What is required. Report the number of lines in the data below that hold "probably", without any other words.

Stored items
■ ■ ■

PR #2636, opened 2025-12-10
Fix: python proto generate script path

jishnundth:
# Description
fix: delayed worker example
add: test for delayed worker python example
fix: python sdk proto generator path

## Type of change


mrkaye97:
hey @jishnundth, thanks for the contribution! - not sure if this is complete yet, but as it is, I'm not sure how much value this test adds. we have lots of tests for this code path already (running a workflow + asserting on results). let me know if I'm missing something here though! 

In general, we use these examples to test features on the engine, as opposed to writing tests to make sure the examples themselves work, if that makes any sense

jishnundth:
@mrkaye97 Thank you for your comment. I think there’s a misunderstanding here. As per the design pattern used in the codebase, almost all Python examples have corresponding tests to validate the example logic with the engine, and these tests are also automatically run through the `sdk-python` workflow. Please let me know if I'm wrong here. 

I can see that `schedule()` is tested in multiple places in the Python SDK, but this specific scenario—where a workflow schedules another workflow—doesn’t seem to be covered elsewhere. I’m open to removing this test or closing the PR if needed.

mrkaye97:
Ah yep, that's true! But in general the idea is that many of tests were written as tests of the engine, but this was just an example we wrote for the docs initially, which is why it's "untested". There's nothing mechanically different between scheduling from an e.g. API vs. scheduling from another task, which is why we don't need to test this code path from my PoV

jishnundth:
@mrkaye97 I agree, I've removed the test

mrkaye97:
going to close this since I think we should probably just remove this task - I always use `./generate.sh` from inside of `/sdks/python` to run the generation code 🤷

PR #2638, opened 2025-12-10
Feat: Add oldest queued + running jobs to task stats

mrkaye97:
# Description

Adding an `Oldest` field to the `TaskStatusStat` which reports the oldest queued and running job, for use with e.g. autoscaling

■ ■ ■

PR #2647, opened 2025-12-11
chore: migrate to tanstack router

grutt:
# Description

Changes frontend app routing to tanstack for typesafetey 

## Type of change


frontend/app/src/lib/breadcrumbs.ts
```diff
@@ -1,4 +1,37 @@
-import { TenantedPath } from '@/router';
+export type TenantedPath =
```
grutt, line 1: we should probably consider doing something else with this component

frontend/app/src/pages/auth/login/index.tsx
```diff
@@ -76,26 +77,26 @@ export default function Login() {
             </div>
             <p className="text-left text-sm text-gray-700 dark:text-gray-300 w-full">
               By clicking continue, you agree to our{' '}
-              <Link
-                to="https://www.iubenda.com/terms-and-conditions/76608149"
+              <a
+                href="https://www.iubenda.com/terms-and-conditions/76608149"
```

■ ■ ■

Response box. 2